I found out that technology helps counter passport fraud by design security features that are either too expensive to copy or too difficult to forge and RFID technology useful for authentication and detection of fraud. These two ensured that for a successful fraud, an individual has to scan and read data in a passport and forge the physical passport book, which is difficult without being caught.

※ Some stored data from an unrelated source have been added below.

PR #1711, opened 2020-09-15
Display Visualization command in the error list context menu

rita-g-sonarsource:


src/IssueViz/IssueVizPackage.cs
```diff
@@ -33,7 +33,7 @@ namespace SonarLint.VisualStudio.IssueVisualization
     [PackageRegistration(UseManagedResourcesOnly = true, AllowsBackgroundLoading = true)]
     [Guid("4F3D7D24-648B-4F3B-ACB0-B83AFE239210")]
     [ProvideMenuResource("Menus.ctmenu", 1)]
-    [ProvideToolWindow(typeof(IssueVisualizationToolWindow), MultiInstances = false, Transient = true, Style = VsDockStyle.Float, Width = 325, Height = 400)]
+    [ProvideToolWindow(typeof(IssueVisualizationToolWindow), MultiInstances = false, Style = VsDockStyle.Float, Width = 325, Height = 400)]
```
rita-g-sonarsource, line 36: I had to remove the Transient.
I don't know why, but it caused the window to stop automatically appearing and disappearing.
I reset the hive, I did a fresh installation on 2017 to make sure that it wasn't caching that the window is closed, but it still didn't work.
I think we need to pick whether we want to document that a goldbar can appear, or remove the auto show/hide. :/

src/IssueViz/Commands/IssueVisualizationToolWindowCommand.cs
```diff
@@ -34,21 +35,38 @@ internal sealed class IssueVisualizationToolWindowCommand
...
-            commandService = commandService ?? throw new ArgumentNullException(nameof(commandService));
 
-            var menuCommandID = new CommandID(CommandSet, CommandId);
-            var menuItem = new MenuCommand(Execute, menuCommandID);
+            if (commandService == null)
+            {
+                throw new ArgumentNullException(nameof(commandService));
+            }
+
+            var menuCommandId = new CommandID(CommandSet, CommandId);
```
duncanp-sonar, line 60: Now this class is handling two menu commands it would help if some of the names were less generic e.g.
`CommandId`-> `ViewToolWindowCommandId`
`QueryStatus`-> `ErrorListQueryStatus`

src/IssueViz/Commands/IssueVisualizationToolWindowCommand.cs
```diff
@@ -34,21 +35,38 @@ internal sealed class IssueVisualizationToolWindowCommand
...
+            var menuItem = new MenuCommand(Execute, menuCommandId);
             commandService.AddCommand(menuItem);
+
+            menuCommandId = new CommandID(CommandSet, ErrorListCommandId);
+            ErrorListMenuItem = new OleMenuCommand(Execute, null, QueryStatus, menuCommandId);
```
duncanp-sonar, line 65: It also looks like a mistake that we are using the same `Execute` method for two seemly-different commands, even though it's not. A short comment would help e.g.
`We're showing the command in two places in the UI, but we only do a status check when it's called from the Error List context menu`.

src/IssueViz/Commands/IssueVizPackage.vsct
```diff
@@ -22,6 +22,15 @@
         </Strings>
       </Button>
 
+      <Button guid="guidIssueVizPackageCmdSet" id="IssueVisualizationToolWindowErrorListCommandId" priority="0x0200" type="Button">
+        <Parent guid="guidDaemonCmdSet" id="grpDaemonErrorList" />
+        <CommandFlag>DynamicVisibility</CommandFlag>
+        <CommandFlag>DefaultInvisible</CommandFlag>
+        <Strings>
+          <ButtonText>SonarLint Issue Visualization</ButtonText>
```
duncanp-sonar, line 30: I'm not sure about the text label for the menu item. It's ok for the tool window menu since it's similar to the other commands on the same menu, but it's not as meaningful in this context. I'm not sure would be better - `Show SonarLint Issue Visualization`?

I used a mixed research approach for my methodology, which begun with the quantitative phase collecting data from secondary source (government agencies and previous studies on passport security) and them a qualitative phase using interviews. For the interview, initially I searched on Google using the key words “Adoption of ePAssport”, “Passport fraud” and “Passport fraud arrests” to identify countries that issue electronic passport and the incidences of passport fraud reported. I found the U.K, the U.S., Canada and Australia issued electronic passports and all had high incidences of passport fraud, therefore relevant to the study. However, I chose U.K. Border Agency, the U.S. Homeland Security because they had sufficient information and Passport Canada that had the highest incidences of passport fraud (17,000). Further, I chose Siemens Business Services and De La Rue as private companies providing passport security because Siemens formerly and De La Rue presently provide passport security to U.K. Border Agency; therefore, have relevant technical and experiential knowledge about passport security
From each of the five participating institutions, I chose two participants making10 participants in total. I did not want a higher number of participants since my intention was to collect in depth information to explain how technology curbs passport fraud. Since I required qualitative data, I chose judgmental sampling for three reasons. To find employees whom I perceive to hold relevant and useful data, and that the employee would be available during the period of the interview and would be willing to participate. The questions I asked came from findings of the quantitative phase, for example: “How do you prevent clandestine scanning and passport cloning in electronic passports?” “What are the advantages of using RFID wireless technology in passport over contact technology that has been tested and widely used in ATMs in banks?” “What is the significance of moving the chip inside the back cover of the passport?” “While using the same technology increases passport security owing to ease of interaction between countries; isn’t it a security threat since one successful attack maybe replicated to all other electronic passports?”